V2G – Applicant Analysis
Vehicle-to-Grid (V2G) is transitioning from technical validation to an operable market. The key is to aggregate geographically distributed EV batteries into dispatchable capacity and coordinate charging/discharging within designated time windows so as to satisfy both grid stability and user experience. Aggregation over the past five years indicates a total of 31 patents with 21 applicants participating, and a combined weighted activity score of 96. Under a four-quadrant assessment, the top three in quadrant G1 are Hyundai Motor Company, Kia Corporation, and Wobben Properties GmbH, reflecting the concurrent positioning of automakers and energy-technology right holders. The distribution of other applicants is shown in the “Applicant Analysis Chart” below.
Hyundai Motor Company: Diagnostics, Protection, and Operations in Parallel
Hyundai’s patent trajectory concentrates on three areas: (i) US20250196708A1 acquires and validates battery state via a charging controller and decides whether to discharge for sale or charge by import accordingly; (ii) US20250062620A1 places two relays in the on-board charger and coordinates their opening upon a V2G protection trigger, ensuring both timeliness and sequence; and (iii) US20230382262A1 schedules charge/discharge according to time-of-use tariffs and vehicle condition on a server side to estimate revenue while maintaining a target state of charge (SoC), thereby improving operational efficiency.
Industry developments are aligned with these patent directions. On one front, cooperation with Jeju Province advances green hydrogen, distributed energy, and commercial V2G to build a demonstrative renewable–EV interaction ecosystem ( The Korea Times; MK Business). On another front, Hyundai and Kia jointly invested in WeaveGrid to strengthen cloud-based management for bidirectional services driven by connected-vehicle data—covering charge/discharge dispatch and demand response ( WeaveGrid press release). In Europe, Hyundai cooperates with the Netherlands’ We Drive Solar to deploy a bidirectional IONIQ 5 car-sharing fleet supporting “bidirectional city” experiments, validating discharge revenues under time-of-use pricing and community storage benefits ( Hyundai Europe). Academic/industry reports further note that IONIQ 5 implements an 11 kW charge / 5 kW discharge bidirectional OBC and has undergone long-term field testing, underscoring the importance of on-vehicle diagnostics, coordinated relay interruption, and interconnection control ( IEEE Power & Energy Magazine PDF).

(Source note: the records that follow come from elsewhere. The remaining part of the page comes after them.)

PR #546, opened 2021-07-12
Forgot password link added to Sign in screen

dandwal:
### What

Florence's new Sign-in screen has a new link "Forgotten your password" which takes the user to `/florence/forgotten-password`. The page it takes you to, does not yet exist, but, will be created in future work.

The 404 Florence page used to say "Sorry, this page couldn't be found" the 'couldnt' was bugging me so added an apostrophe so it now read "couldn't"

Took the branch from master rather than develop, but there are no code changes that are different

### How to review

Run Florence, there should be no link on the screen for "Forgotten your password?" on the sign-in screen.

Run Florence again but this time add the feature flag `ENABLE_NEW_SIGN_IN=true` then go to the sign-in screen. There should be a link above the Sign-in button saying "Forgotten your password".

Test tabbing, there should be a yellow box around it when the link is the focus element. Try clicking space/enter (depends on your local mac keyboard bindings) once focused it should take you to the page `/florence/forgotten-password`. Although note the page will just say "Sorry, this page couldn't be found.

### Who can review

Anyone except me

### DIFF
--- a/src/app/views/login/SignInForm.jsx
+++ b/src/app/views/login/SignInForm.jsx
@@ -36,6 +36,9 @@ const LoginForm = props => {
                     {props.inputs.map((input, index) => {
                         return <Input key={index} {...input} disabled={props.isSubmitting} allowAutoComplete={true} />;
                     })}
+                    <div>
+                        <a href={"/florence/forgotten-password"}>Forgotten your password?</a>
+                    </div>
                     <button type="submit" className="btn btn--primary margin-top--1" disabled={props.isSubmitting}>
                         Sign in
                     </button>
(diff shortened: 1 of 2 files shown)


cadmiumcat (commented):
I had a go:
- In Chrome this works as you described
- In Firefox I can't focus on "Forgotten your password?" (there's no yellow around it). I have to click on it, rather than press enter, for it to work

Neither of them shows a yellow box around the "show password" element, I'm not sure if that's intentional

cadmiumcat (approved):
After discussing - Users will only use Chrome anyway

PR #547, opened 2021-07-15
Secure Auth cookies

dandwal:
#### Description

As part of the Auth work, we have set the new cookies for the dp-identity-api.
Whilst doing this work it was discovered that our cookies are not at all secure.
As such this PR work spawned from this. Cookies with sensitive info should be set server-side and not by the client; As they must have httpOnly set.

#### New, Changed or Removed items

- New modifyResponse files and tests added, these are used by the reverseProxy
- Updated the dp-net package to v2 which now allows our reverseProxy wrapper to accept a modifyResponse function, this is called when a response from an outbound request is received and before returning it to the requester.
- modifyResponse function added that takes the Auth headers if present and adds them to 'set-cookie'
- Removed Client setting Auth cookies
- Sever-side Florence now sets the Auth cookies in a secure and correct manner
- Updated the dp-api-clients-go to v2 
- Updated files to be formatted correctly

Below we can see cookies set correctly with the correct attributes
Screenshot 2021-07-08 at 10 37 40

### How to review

- Check out this branch
- Run Florence without the feature flag `ENABLE_NEW_SIGN_IN` on and ensure you can sign in and use Florence like normal.
- Run Florence with the feature flag `ENABLE_NEW_SIGN_IN=true` and try to sign in. Note that to sign in with this feature flag enabled you will need to use an account associated with AWS Cognito, not your typical Zebedee account. This auth work is to remove Zebedees Auth handling and move it all to AWS Cognito.
Note: To see the refresh token in your network tab you may have to go to the URL `tokens/self` as the Refresh token is only sent on that path for better security (I believe some browsers will only show in the dev tools the cookie if you are on the same domain, others only if on same path and domain - I may be wrong though)

### Who can review

Anyone except me


service/modifier.go
```diff
@@ -0,0 +1,59 @@
...
+import (
+	"net/http"
+)
+
+// Edits the response before proxying it back.
+// If Auth tokens are present then set them as cookies
+func identityResponseModifier(r *http.Response) error {
+	// maxAgeBrowserSession is length of time to expire cookie on browser close
+	maxAgeBrowserSession := 0
+	if r.StatusCode >= 200 && r.StatusCode < 300 {
```
mike-kelly-methods, line 12: Since your're importing the `net/http` package, its probably worth using the the `http` constants rather than inlining the codes:

```
if r.StatusCode >= http. StatusOK && r.StatusCode < http. StatusMultipleChoices {
```

dandwal: Good shout

mike-kelly-methods (approved):
👍

PR #548, opened 2021-07-15
Workaround for race issue with generating main.min.css

jessjenkins:
### What

The node step of the build was completing before the asset was generated meaning the next step to generate go assets wasn't including it.
Introduced a sleep to allow time for the asset to complete.

### How to review

Ensure it builds OK on develop.

### Who can review

Anyone but me


mr-nick17 (approved):
LGTM - raise ticket to investigate why npm install is reporting completion when .css file is still being written

PR #555, opened 2021-07-30
Feature/change password

sandypadmanabhan:
### What
https://trello.com/c/2k5u5rxe/511-your-password-has-been-changed-screen-first-login
Added a new page as per ticket

### How to review
run the publishing stack  
run florence with ENABLE_NEW_SIGN_IN=true
 update the state.hasSubmitted to true before you run
 /src/app/views/change-password/changePasswordController.jsx - line 14

go to http://localhost:8081/florence/change-password and check if the screen looks as per ticket

### Who can review

anyone


src/app/views/change-password/changePasswordConfirmed.jsx
```diff
@@ -0,0 +1,41 @@
+import React from "react";
+import PropTypes from "prop-types";
+import Panel from "../../components/panel/Panel";
+
+const propTypes = {
```
dandwal, line 5: This page doesn't actually take any properties so we can remove all the propTypes

src/app/views/change-password/changePasswordConfirmed.jsx
```diff
@@ -0,0 +1,41 @@
...
+                <h1> Your password has been changed</h1>
+                <a href="/florence/collections" className="margin-bottom--2 margin-right--5 anchor-btn">
+                    Start using Florence
+                </a>
+                <Panel type={"information"} body={changePasswordPanelBody} />
+            </div>
+        </div>
+    );
+};
+ChangePasswordConfirmed.propTypes = propTypes;
```
dandwal, line 40: As this page has no properties we don't need to include this

src/app/views/change-password/changePasswordConfirmed.jsx
```diff
@@ -0,0 +1,41 @@
...
+        type: PropTypes.string,
+        onChange: PropTypes.func,
+        error: PropTypes.string
+    })
+};
+
+const ChangePasswordConfirmed = props => {
+    const changePasswordPanelBody = (
+        <p>
+            If you have technical problems with your account, please email
```
dandwal, line 23: I can't quite tell from looking at the code (will need to run it to test) but think there is a missing space before the anchor tag. This is needed or we will see:
`If you have technical problems with your account, please emailpublishing@ons.gov.uk`
rather than 
`If you have technical problems with your account, please email publishing@ons.gov.uk`

src/app/views/change-password/changePasswordConfirmed.jsx
```diff
@@ -0,0 +1,41 @@
...
+            <a href="mailto:publishing@ons.gov.uk">publishing@ons.gov.uk</a>
+        </p>
+    );
+
+    return (
+        <div className="grid grid--justify-center">
+            <div className="grid__col-3">
+                <h1> Your password has been changed</h1>
```
dandwal, line 31:
```suggestion
                <h1>Your password has been changed</h1>
```

src/app/views/change-password/changePasswordRequest.jsx
```diff
@@ -0,0 +1,30 @@
+import React from "react";
```
dandwal, line 1: Note, haven't reviewed this file other than it compiles as this is to be constructed in a future task

src/app/views/change-password/changePasswordRequest.jsx
```diff
@@ -0,0 +1,30 @@
...
+        error: PropTypes.string
+    })
+};
+
+const ChangePasswordRequest = props => {
+    // TODO this page is to be done in an upcoming task
+    return (
+        <div className="grid grid--justify-center">
+            <div className="grid__col-3">
+                <h1>We are on change password request</h1>
```
dandwal, line 24: As this will be deployed to prod (although behind a feature flag) we need to make sure on the off chance someone stumbles upon the page before we change this heading that they don't see irrelevant comments. We should probably change this h1 to say something like "Request password change" as "We are on change password request" is quite informal.

src/scss/elements/_anchor.scss
```diff
@@ -0,0 +1,11 @@
+.anchor-btn{
+    background-color: #337099;
+    color: white !important;
```
dandwal, line 3: Do we need the `!important` line here?

Typically (not always, there are some rare instances where it is fine) `!important` should be avoided as a rule of thumb

src/scss/elements/_anchor.scss
```diff
@@ -0,0 +1,11 @@
+.anchor-btn{
+    background-color: #337099;
```
dandwal, line 2: We should use a variable here which we already have for this colour in the _variables.scss file
```suggestion
    background-color: $astral;
```

dandwal (commented):
I don't see mention of Focus, and Hover styling for this button do we maybe need to add these? 

Also, have we tested this page with keyboard navigation ('Tab' to go to the next element, 'Shift+Tab' to go back to an element? In addition, might be worth checking 'VoiceOver' on the page (under acessability settings on the Mac)

src/scss/elements/_anchor.scss
sandypadmanabhan: unfortunately, if I remove important, the font colour is black

src/app/views/change-password/changePasswordRequest.jsx
sandypadmanabhan: not sure about this comment. Ta

src/scss/elements/_anchor.scss
dandwal: So the black colour is being applied by the pseudo class `visited`
```scss
a:visited {
    color: $pickled-bluewood;
}
```

So all generic `a` tags that have the visited state applied will apply the pseudo class `:visited`

As this is a button, we don't want that pseudo class styling to be applied, so we can add something like:

```scss
.anchor-btn {
    &:visited {
        color: white
    }
    background-color: #337099;
    color: white;
    display: inline-block;
    border-radius: 4px;
    padding: 15px 25px;
    font-size: 18px;
    text-decoration: none;
    max-width: 215px;
    min-width: 100px;
  }
```

This works as a class selector  (anything that starts with a `.` is more specific than a generic type selector such as just `a`

The `&` here just means copy parent name so as the parent of `&:visited` is `.anchor-btn` the `&` will be replaced when transpiled from SCSS to CSS as `.anchor-btn:visted`

src/app/views/change-password/changePasswordConfirmed.jsx
```diff
@@ -0,0 +1,26 @@
...
+            If you have technical problems with your account, please email
+            <a href="mailto:publishing@ons.gov.uk"> publishing@ons.gov.uk</a>
+        </p>
+    );
+
+    return (
+        <div className="grid grid--justify-center">
+            <div className="grid__col-3">
+                <h1>Your password has been changed</h1>
+                <a href="/florence/collections" className="margin-bottom--2 margin-right--5 anchor-btn">
```
dandwal, line 17: Font size should be 14px here according to the designs

src/scss/elements/_anchor.scss
dandwal: Although note #337099 should also be a variable `$ash` I believe matches that colour

dandwal (dismissed):
We have gone through it and can see, keyboard navigation is working, VoiceOver is working and the code looks fine.

dandwal (approved):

Kia Corporation: Co-Development and Cloud Platforms Driving Commercialization
Kia’s patents are jointly filed with Hyundai, indicating an integrated V2G strategy spanning from vehicle-side hardware to cloud scheduling. Industrially, both companies made a joint strategic investment in the U.S.-based grid-integration software company WeaveGrid in January 2025. The platform features smart charging, load management, and grid-interaction control—including V2G and demand response—enabling dynamic discharge strategies according to time-of-use tariffs, grid demand, and remaining energy. The move complements existing V2G R&D and is intended to reinforce commercialization capability as regulations open in North America, Europe, and Asia ( PR Newswire; The EV Report).

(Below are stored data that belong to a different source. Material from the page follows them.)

PR #568, opened 2021-08-13
Release 1.37.0

dandwal:
### What

Release 1.37.0

- Forgotten password screen complete
- Tidy up
  - lets to const
  - Change numerous JSX  `={"x"}` to `="x"` for performance gains
  - Fixed spelling of `heading`
  - Fixed misuse of Panel component

### Who can review

Anyone except me

### DIFF
--- a/src/app/views/forgotten-password/forgottenPasswordController.jsx
+++ b/src/app/views/forgotten-password/forgottenPasswordController.jsx
@@ -1,6 +1,4 @@
 import React, { Component } from "react";
-import { connect } from "react-redux";
-import { push } from "react-router-redux";
 import PropTypes from "prop-types";
 import ForgottenPasswordRequest from "./forgottenPasswordRequest";
 import ForgottenPasswordEmailSent from "./forgottenPasswordEmailSent";
@@ -9,10 +7,7 @@ import { errCodes } from "../../utilities/errorCodes";
 import notifications from "../../utilities/notifications";
 
 const propTypes = {
-    dispatch: PropTypes.func.isRequired,
-    isAuthenticated: PropTypes.bool.isRequired,
-    rootPath: PropTypes.string.isRequired,
-    location: PropTypes.object
+    dispatch: PropTypes.func.isRequired
 };
 
 export class ForgottenPasswordController extends Component {
@@ -20,10 +15,6 @@ export class ForgottenPasswordController extends Component {
         super(props);
         this.handleInputChange = this.handleInputChange.bind(this);
         this.handleSubmit = this.handleSubmit.bind(this);
-        this.requestEmailChange = this.requestEmailChange.bind(this);
-        this.postResetPassword = this.postResetPassword.bind(this);
-        this.handleResetPasswordError = this.handleResetPasswordError.bind(this);
-        this.showValidationError = this.showValidationError.bind(this);
         this.state = {
             validationErrors: {},
             email: {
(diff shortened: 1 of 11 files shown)


src/app/views/forgotten-password/forgottenPasswordController.test.js
```diff
@@ -0,0 +1,105 @@
...
+    });
+    it("Show the users email", () => {
+        expect(
+            component
+                .find("strong")
+                .at(0)
+                .text()
+        ).toBe("foo@bar.com");
+    });
+});
```
bpathak-ons, line 105: I think tests also include fail scenarios for email and password

src/app/views/forgotten-password/forgottenPasswordController.jsx
```diff
@@ -75,13 +79,15 @@ export class ForgottenPasswordController extends Component {
...
                     error.body.errors.forEach(anError => {
                         errorContents = this.showValidationError(anError, errorContents);
-                        validationErrors.heading = "Fix the following: ";
                     });
                 } else {
                     this.notifyUnexpectedError();
                 }
 
-                validationErrors.body = errorContents.errorsForBody;
+                if (errorContents.errorsForBody.length >= 1) {
```
bpathak-ons, line 87: we should capture the error with email/userId for logging purpose

src/app/views/login/SignInController.jsx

Wobben Properties GmbH: Fleet Availability and Power Coordination at the Core
Wobben’s three U.S. patents focus on fleet-level availability management and power coordination: US12252028B2 constructs a time series of total energy based on vehicle arrival/departure predictions for grid-exchange planning; US12311797B2 forms an exchange power curve according to energy settings and power limits, allocating partial power per vehicle considering its SoC and individual constraints; and US12311799B2 dynamically controls charge/discharge during service provision using a permissible range of fleet SoC and arrival-time predictions, with probabilistic corrections to enhance system-service stability and storage availability.
Conclusion
In overview, Hyundai and Kia advance along two tracks—vehicle-side protection mechanisms and cloud-based operational strategies—while Wobben approaches from aggregation, dispatch, and availability assurance. The three are technically complementary. As bidirectional metering, standardized protocols, and market mechanisms mature, V2G will scale beyond pilots. Vehicles, parking facilities, and communities will emerge as critical storage nodes near the load side, opening new possibilities for city-level grid resilience.